### Work to complete
Each line of the material below should be reproduced exactly.

### Exercise data
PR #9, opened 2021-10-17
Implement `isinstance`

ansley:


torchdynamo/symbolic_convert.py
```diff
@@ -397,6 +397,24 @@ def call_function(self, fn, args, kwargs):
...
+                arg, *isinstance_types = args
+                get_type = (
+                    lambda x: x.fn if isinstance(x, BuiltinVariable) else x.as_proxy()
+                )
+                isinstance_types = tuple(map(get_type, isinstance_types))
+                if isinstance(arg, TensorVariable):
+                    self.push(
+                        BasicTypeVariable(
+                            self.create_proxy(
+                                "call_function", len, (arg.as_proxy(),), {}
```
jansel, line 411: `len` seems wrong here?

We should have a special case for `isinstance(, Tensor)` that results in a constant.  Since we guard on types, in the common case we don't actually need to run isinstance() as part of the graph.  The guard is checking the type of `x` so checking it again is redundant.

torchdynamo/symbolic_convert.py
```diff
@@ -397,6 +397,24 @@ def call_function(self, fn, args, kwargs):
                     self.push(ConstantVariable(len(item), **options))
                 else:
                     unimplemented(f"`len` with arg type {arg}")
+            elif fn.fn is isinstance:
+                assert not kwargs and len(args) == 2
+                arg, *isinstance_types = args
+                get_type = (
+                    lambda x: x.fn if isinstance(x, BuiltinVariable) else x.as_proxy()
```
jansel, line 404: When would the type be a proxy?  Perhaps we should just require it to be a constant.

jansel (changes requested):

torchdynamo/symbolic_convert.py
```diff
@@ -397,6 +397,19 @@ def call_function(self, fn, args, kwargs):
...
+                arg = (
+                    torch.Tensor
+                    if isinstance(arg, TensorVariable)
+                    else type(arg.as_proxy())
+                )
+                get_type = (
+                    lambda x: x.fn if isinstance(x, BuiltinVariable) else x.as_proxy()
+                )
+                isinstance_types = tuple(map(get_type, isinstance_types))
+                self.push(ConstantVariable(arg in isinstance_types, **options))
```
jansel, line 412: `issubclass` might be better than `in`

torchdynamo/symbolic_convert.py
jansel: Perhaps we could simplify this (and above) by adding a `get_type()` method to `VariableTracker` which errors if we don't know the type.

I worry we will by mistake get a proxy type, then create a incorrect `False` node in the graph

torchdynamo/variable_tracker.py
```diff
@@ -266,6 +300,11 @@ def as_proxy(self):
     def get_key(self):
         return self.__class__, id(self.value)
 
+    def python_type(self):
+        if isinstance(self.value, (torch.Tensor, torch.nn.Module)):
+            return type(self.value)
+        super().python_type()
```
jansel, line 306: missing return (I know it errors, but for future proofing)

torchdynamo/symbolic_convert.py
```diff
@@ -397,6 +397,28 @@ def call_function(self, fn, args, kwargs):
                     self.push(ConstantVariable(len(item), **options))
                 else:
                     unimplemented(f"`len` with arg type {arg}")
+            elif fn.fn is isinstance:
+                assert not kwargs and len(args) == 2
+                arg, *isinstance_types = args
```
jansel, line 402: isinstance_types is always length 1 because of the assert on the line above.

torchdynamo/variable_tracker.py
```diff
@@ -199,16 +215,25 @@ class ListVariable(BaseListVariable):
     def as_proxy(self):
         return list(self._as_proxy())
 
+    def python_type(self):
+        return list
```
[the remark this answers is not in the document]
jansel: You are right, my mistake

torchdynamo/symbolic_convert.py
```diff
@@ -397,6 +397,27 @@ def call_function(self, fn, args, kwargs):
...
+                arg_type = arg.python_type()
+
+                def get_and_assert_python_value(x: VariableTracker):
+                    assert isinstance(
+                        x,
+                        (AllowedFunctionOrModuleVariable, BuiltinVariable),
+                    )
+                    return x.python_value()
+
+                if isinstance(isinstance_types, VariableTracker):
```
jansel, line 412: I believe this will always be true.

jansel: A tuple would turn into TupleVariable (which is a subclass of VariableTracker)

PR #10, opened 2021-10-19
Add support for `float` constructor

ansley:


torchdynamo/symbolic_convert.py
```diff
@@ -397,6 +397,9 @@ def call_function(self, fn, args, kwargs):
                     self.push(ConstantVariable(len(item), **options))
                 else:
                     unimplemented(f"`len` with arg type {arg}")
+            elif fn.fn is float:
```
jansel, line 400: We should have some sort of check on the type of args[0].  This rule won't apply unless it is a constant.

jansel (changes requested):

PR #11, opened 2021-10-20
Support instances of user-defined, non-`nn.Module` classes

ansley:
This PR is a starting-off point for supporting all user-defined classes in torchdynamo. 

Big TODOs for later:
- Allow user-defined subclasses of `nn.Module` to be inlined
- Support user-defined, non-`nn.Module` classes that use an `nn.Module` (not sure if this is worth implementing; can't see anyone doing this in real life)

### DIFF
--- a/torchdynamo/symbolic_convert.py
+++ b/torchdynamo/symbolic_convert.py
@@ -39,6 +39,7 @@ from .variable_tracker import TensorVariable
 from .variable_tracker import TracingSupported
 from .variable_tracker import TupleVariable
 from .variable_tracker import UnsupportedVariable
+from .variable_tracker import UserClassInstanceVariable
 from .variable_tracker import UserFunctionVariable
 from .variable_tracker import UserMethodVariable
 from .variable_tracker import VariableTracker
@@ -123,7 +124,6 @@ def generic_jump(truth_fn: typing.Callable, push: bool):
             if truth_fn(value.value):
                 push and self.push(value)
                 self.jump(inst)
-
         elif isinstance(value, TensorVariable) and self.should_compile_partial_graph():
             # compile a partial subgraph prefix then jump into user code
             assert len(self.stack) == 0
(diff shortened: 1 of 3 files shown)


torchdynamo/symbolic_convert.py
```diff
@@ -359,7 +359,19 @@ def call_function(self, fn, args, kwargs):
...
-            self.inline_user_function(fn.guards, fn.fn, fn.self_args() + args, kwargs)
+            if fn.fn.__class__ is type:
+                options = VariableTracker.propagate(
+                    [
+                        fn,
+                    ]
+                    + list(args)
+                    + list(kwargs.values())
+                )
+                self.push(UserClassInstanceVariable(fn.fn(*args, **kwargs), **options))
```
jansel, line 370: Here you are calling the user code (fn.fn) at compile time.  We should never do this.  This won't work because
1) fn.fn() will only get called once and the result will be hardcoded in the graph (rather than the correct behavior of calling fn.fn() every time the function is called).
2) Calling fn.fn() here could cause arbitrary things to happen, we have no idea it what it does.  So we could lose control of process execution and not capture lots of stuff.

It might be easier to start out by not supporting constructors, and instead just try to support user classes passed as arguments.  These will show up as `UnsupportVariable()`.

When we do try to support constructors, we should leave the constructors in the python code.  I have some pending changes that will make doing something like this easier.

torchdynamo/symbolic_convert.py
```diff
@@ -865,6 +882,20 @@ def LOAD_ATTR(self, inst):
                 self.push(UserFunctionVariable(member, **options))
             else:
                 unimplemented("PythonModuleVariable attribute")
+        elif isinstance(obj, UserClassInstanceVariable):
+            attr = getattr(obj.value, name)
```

### Expected answer
PR #9, opened 2021-10-17
Implement `isinstance`

ansley:


torchdynamo/symbolic_convert.py
```diff
@@ -397,6 +397,24 @@ def call_function(self, fn, args, kwargs):
...
+                arg, *isinstance_types = args
+                get_type = (
+                    lambda x: x.fn if isinstance(x, BuiltinVariable) else x.as_proxy()
+                )
+                isinstance_types = tuple(map(get_type, isinstance_types))
+                if isinstance(arg, TensorVariable):
+                    self.push(
+                        BasicTypeVariable(
+                            self.create_proxy(
+                                "call_function", len, (arg.as_proxy(),), {}
```
jansel, line 411: `len` seems wrong here?

We should have a special case for `isinstance(, Tensor)` that results in a constant.  Since we guard on types, in the common case we don't actually need to run isinstance() as part of the graph.  The guard is checking the type of `x` so checking it again is redundant.

torchdynamo/symbolic_convert.py
```diff
@@ -397,6 +397,24 @@ def call_function(self, fn, args, kwargs):
                     self.push(ConstantVariable(len(item), **options))
                 else:
                     unimplemented(f"`len` with arg type {arg}")
+            elif fn.fn is isinstance:
+                assert not kwargs and len(args) == 2
+                arg, *isinstance_types = args
+                get_type = (
+                    lambda x: x.fn if isinstance(x, BuiltinVariable) else x.as_proxy()
```
jansel, line 404: When would the type be a proxy?  Perhaps we should just require it to be a constant.

jansel (changes requested):

torchdynamo/symbolic_convert.py
```diff
@@ -397,6 +397,19 @@ def call_function(self, fn, args, kwargs):
...
+                arg = (
+                    torch.Tensor
+                    if isinstance(arg, TensorVariable)
+                    else type(arg.as_proxy())
+                )
+                get_type = (
+                    lambda x: x.fn if isinstance(x, BuiltinVariable) else x.as_proxy()
+                )
+                isinstance_types = tuple(map(get_type, isinstance_types))
+                self.push(ConstantVariable(arg in isinstance_types, **options))
```
jansel, line 412: `issubclass` might be better than `in`

torchdynamo/symbolic_convert.py
jansel: Perhaps we could simplify this (and above) by adding a `get_type()` method to `VariableTracker` which errors if we don't know the type.

I worry we will by mistake get a proxy type, then create a incorrect `False` node in the graph

torchdynamo/variable_tracker.py
```diff
@@ -266,6 +300,11 @@ def as_proxy(self):
     def get_key(self):
         return self.__class__, id(self.value)
 
+    def python_type(self):
+        if isinstance(self.value, (torch.Tensor, torch.nn.Module)):
+            return type(self.value)
+        super().python_type()
```
jansel, line 306: missing return (I know it errors, but for future proofing)

torchdynamo/symbolic_convert.py
```diff
@@ -397,6 +397,28 @@ def call_function(self, fn, args, kwargs):
                     self.push(ConstantVariable(len(item), **options))
                 else:
                     unimplemented(f"`len` with arg type {arg}")
+            elif fn.fn is isinstance:
+                assert not kwargs and len(args) == 2
+                arg, *isinstance_types = args
```
jansel, line 402: isinstance_types is always length 1 because of the assert on the line above.

torchdynamo/variable_tracker.py
```diff
@@ -199,16 +215,25 @@ class ListVariable(BaseListVariable):
     def as_proxy(self):
         return list(self._as_proxy())
 
+    def python_type(self):
+        return list
```
[the remark this answers is not in the document]
jansel: You are right, my mistake

torchdynamo/symbolic_convert.py
```diff
@@ -397,6 +397,27 @@ def call_function(self, fn, args, kwargs):
...
+                arg_type = arg.python_type()
+
+                def get_and_assert_python_value(x: VariableTracker):
+                    assert isinstance(
+                        x,
+                        (AllowedFunctionOrModuleVariable, BuiltinVariable),
+                    )
+                    return x.python_value()
+
+                if isinstance(isinstance_types, VariableTracker):
```
jansel, line 412: I believe this will always be true.

jansel: A tuple would turn into TupleVariable (which is a subclass of VariableTracker)

PR #10, opened 2021-10-19
Add support for `float` constructor

ansley:


torchdynamo/symbolic_convert.py
```diff
@@ -397,6 +397,9 @@ def call_function(self, fn, args, kwargs):
                     self.push(ConstantVariable(len(item), **options))
                 else:
                     unimplemented(f"`len` with arg type {arg}")
+            elif fn.fn is float:
```
jansel, line 400: We should have some sort of check on the type of args[0].  This rule won't apply unless it is a constant.

jansel (changes requested):

PR #11, opened 2021-10-20
Support instances of user-defined, non-`nn.Module` classes

ansley:
This PR is a starting-off point for supporting all user-defined classes in torchdynamo. 

Big TODOs for later:
- Allow user-defined subclasses of `nn.Module` to be inlined
- Support user-defined, non-`nn.Module` classes that use an `nn.Module` (not sure if this is worth implementing; can't see anyone doing this in real life)

### DIFF
--- a/torchdynamo/symbolic_convert.py
+++ b/torchdynamo/symbolic_convert.py
@@ -39,6 +39,7 @@ from .variable_tracker import TensorVariable
 from .variable_tracker import TracingSupported
 from .variable_tracker import TupleVariable
 from .variable_tracker import UnsupportedVariable
+from .variable_tracker import UserClassInstanceVariable
 from .variable_tracker import UserFunctionVariable
 from .variable_tracker import UserMethodVariable
 from .variable_tracker import VariableTracker
@@ -123,7 +124,6 @@ def generic_jump(truth_fn: typing.Callable, push: bool):
             if truth_fn(value.value):
                 push and self.push(value)
                 self.jump(inst)
-
         elif isinstance(value, TensorVariable) and self.should_compile_partial_graph():
             # compile a partial subgraph prefix then jump into user code
             assert len(self.stack) == 0
(diff shortened: 1 of 3 files shown)


torchdynamo/symbolic_convert.py
```diff
@@ -359,7 +359,19 @@ def call_function(self, fn, args, kwargs):
...
-            self.inline_user_function(fn.guards, fn.fn, fn.self_args() + args, kwargs)
+            if fn.fn.__class__ is type:
+                options = VariableTracker.propagate(
+                    [
+                        fn,
+                    ]
+                    + list(args)
+                    + list(kwargs.values())
+                )
+                self.push(UserClassInstanceVariable(fn.fn(*args, **kwargs), **options))
```
jansel, line 370: Here you are calling the user code (fn.fn) at compile time.  We should never do this.  This won't work because
1) fn.fn() will only get called once and the result will be hardcoded in the graph (rather than the correct behavior of calling fn.fn() every time the function is called).
2) Calling fn.fn() here could cause arbitrary things to happen, we have no idea it what it does.  So we could lose control of process execution and not capture lots of stuff.

It might be easier to start out by not supporting constructors, and instead just try to support user classes passed as arguments.  These will show up as `UnsupportVariable()`.

When we do try to support constructors, we should leave the constructors in the python code.  I have some pending changes that will make doing something like this easier.

torchdynamo/symbolic_convert.py
```diff
@@ -865,6 +882,20 @@ def LOAD_ATTR(self, inst):
                 self.push(UserFunctionVariable(member, **options))
             else:
                 unimplemented("PythonModuleVariable attribute")
+        elif isinstance(obj, UserClassInstanceVariable):
+            attr = getattr(obj.value, name)
```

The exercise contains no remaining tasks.